Артём Ковтун даже более известен, чем был Андрей. Любой, кто смотрел хоккейный матч твоей команды, узнал бы его. Но Глеб не дрогнул. Он встаёт, и мужчины пожимают друг другу руки.
— Приятно познакомиться.
— Я всё собиралась тебе позвонить, — говорит Карина. — Сходить на обед. Но третий ребёнок доконал меня. Я редко куда выбираюсь в последнее время. Даже на половину хоккейных матчей в этом сезоне не ходила.

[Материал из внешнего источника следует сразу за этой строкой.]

PR #1832, opened 2025-03-06
Updates for 1ES ESRP Publishing Changes

JimSuplizio:
Android still releases single library which means the GPG signing step creates directories that are filtered by the artifactId and groupId. This means that, unlike Java, we need to create an ESRP/GPG signed directories for each library at signing. This already happens in the original Release step. The reason why I'm creating a flattened directory is that the original step, when filtered with group/artifact ends up creating a directory with the version part of the directory structure which isn't something I have access to in yml. Flattening the directory allows me to create a "packages-<artifactId>-esrp-flattened" artifact directory which allows the pre-library release to get the correct release directory using the artifactId.

Template's gradle.properties was changed so I could fully test the release.

The cspell change is to exclude all things under eng, like other languages, instead of just eng/common.

The 1es-redirect.yml changes - changing the signing job from a deployment to a job lit up a bunch of extra checks which were apparently never run in Android. The 1ES SpotBugs had to be completely disabled, like Java, because the 1ES injected task doesn't actually run correctly but also the pipeline is running spotbugs in the analyze job.

Note: There are going to need to be more 1ES changes, I'd rather mess with those outside of this PR which is specifically for getting release enabled.

Testing:
[android - communication](https://dev.azure.com/azure-sdk/internal/_build/results?buildId=4625985&view=artifacts&type=publishedArtifacts) was used to test creation of the multiple artifact directories.
[android - template](https://dev.azure.com/azure-sdk/internal/_build/results?buildId=4626325&view=results) is being used to test the full release which successfully released without issue.


eng/pipelines/templates/stages/archetype-android-release.yml
```diff
@@ -19,36 +19,72 @@ stages:
...
+          name: azsdk-pool-mms-win-2022-general
+          image: azsdk-pool-mms-win-2022-1espt
+          os: windows
+        steps:
+          - checkout: self
+
+          - checkout: azure-sdk-build-tools
+            path: azure-sdk-build-tools
+
+          - template: /eng/common/pipelines/templates/steps/sparse-checkout.yml
```
benbp, line 34: Either this or `checkout: self` should be sufficient I think, together they are redundant.

eng/pipelines/templates/steps/java-dev-feed-publishing.yml
```diff
@@ -0,0 +1,46 @@
...
+  OutputDirectory: not-specified
+  RepositoryUrl: not-specified
+  GroupID:
+  ArtifactID:
+  GPGExecutablePath: $(Pipeline.Workspace)/azure-sdk-build-tools/tools/gpg/bin/gpg.exe
+  JavaRepoRoot: $(Pipeline.Workspace)/azure-sdk-for-java
+  ShouldPublish: true
+
+steps:
+  - ${{if eq(parameters.Target, 'JavaDevFeed')}}:
```
benbp, line 12: This parameter is not specified above

eng/pipelines/templates/stages/archetype-android-release.yml
JimSuplizio: No, unfortunately, they're both necessary. These were lifted directly from the [original publish step](https://github.com/Azure/azure-sdk-for-android/pull/1832/files/22f06481580ab6edc5c9536a0d5840690eefd3f6#diff-2876c69c83479f9fb61da557dcf20fe4049d06f98023a3743b63b2a417fdb626L109).

eng/pipelines/templates/steps/java-dev-feed-publishing.yml
JimSuplizio: Apparently, it wasn't in the original [java-publishing.yml](https://github.com/Azure/azure-sdk-for-android/pull/1832/files/22f06481580ab6edc5c9536a0d5840690eefd3f6#diff-8cf63af57e4d881a5b7c454bf6be70fbc706a37e1af3e70f989f19f5d9adf1c5L1) either. I'm not making updates in here, these step files are copied directly from azure-sdk-for-java.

Мои глаза метнулись к Глебу при упоминании хоккея. Снова он выглядит невозмутимым. Мне кажется, моя голова сейчас взорвётся, пытаясь понять этого человека. К счастью, входит ещё одна пара — люди, с которыми Карина и Артём должны ужинать — так что я пользуюсь моментом и прощаюсь.
Карина обещает позвонить.
Вероятно, она позвонит, но я не возьму трубку и никогда не перезвоню.
Да какая разница.
И снова только я и Глеб. Моё сердце колотится, в висках стучит, и… я понимаю, что не могу этого выдержать.
Не могу больше играть в эту игру. Не могу быть ни кошкой, ни мышью.
Я просто хочу домой.
Думаю о том, чтобы убежать, но я бегу уже слишком долго. Поэтому встаю и смотрю на мужчину рядом со мной.